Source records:
Issue #1030, opened 2020-05-08
ld65 --large-alignment


cacciatc:
ca65 supports the ```--large-alignment``` flag to disable warnings; however, ld65 does not, so one still gets warnings if using large alignments when it comes time to link.

cacciatc:
Support recently merged. Closing.

PR #1031, opened 2020-05-08
Added support for --large-alignment in ld65.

• Required work
Filter the records for lines containing the word "opened" and copy each one.

• Response to this exercise
Issue #1030, opened 2020-05-08
PR #1031, opened 2020-05-08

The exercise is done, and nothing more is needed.